ACTIVITY
In the records below, find the line that contains "clicks on opposite" and repeat it, along with each line after it, exactly as written.

INFORMATION
PR #1530, opened 2020-12-07
Only handle imagearray double-clicks as such if the same image is clicked twice.

UncombedCoconut:
(Actually, as a convenient substitute just check if the second click is to the selected image.)
Fixes weirdness reported by Emmy in the bar.

### DIFF
--- a/src/tk/widget/imagearray.c
+++ b/src/tk/widget/imagearray.c
@@ -58,6 +58,8 @@ static void iar_cleanup( Widget* iar );
  *    @param caption Caption array to use (freed).
  *    @param nelem Elements in tex and caption.
  *    @param call Callback when modified.
+ *    @param rmcall Callback when right-clicked.
+ *    @param dblcall Callback when selection is double-clicked.
  */
 void window_addImageArray( const unsigned int wid,
                            const int x, const int y, /* position */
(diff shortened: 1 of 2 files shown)


src/tk/widget/imagearray.c
```diff
@@ -421,22 +423,27 @@ static int iar_mclick( Widget* iar, int button, int x, int y )
...
 {
    /* Handle different mouse clicks. */
+   iar_setAltTextPos( iar, x, y );
    switch (button) {
       case SDL_BUTTON_LEFT:
-         iar_focus( iar, x, y );
-         if (iar->dat.iar.dblptr != NULL)
+         if (iar->dat.iar.dblptr != NULL
+             && iar->dat.iar.selected >= 0
+             && iar->dat.iar.selected == iar_focusImage( iar, x, y )) {
```
bobbens, line 438: wouldn't it make more sense to also add a motion check in the toolkit itself so if the double click is done with two clicks far away from each other it isn't a double click?

bobbens:
Thanks!

UncombedCoconut:
Hmm, maybe.
The widget is still going to have to do some filtering (e.g., a
double-click on negative space shouldn't activate the selection).
My bias is toward the to being a dumb router, and the widget code that
actually knows the contents being the brains behind the decision.
This colors my intuition, e.g. that there's a correct way to handle rapid
clicks on opposite sides of a cell border and it's to treat them as
separate single-clicks. I could see an argument that this is over-speccing
literal edge-case behavior, though.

SOLUTION TO THE EXERCISE
clicks on opposite sides of a cell border and it's to treat them as
separate single-clicks. I could see an argument that this is over-speccing
literal edge-case behavior, though.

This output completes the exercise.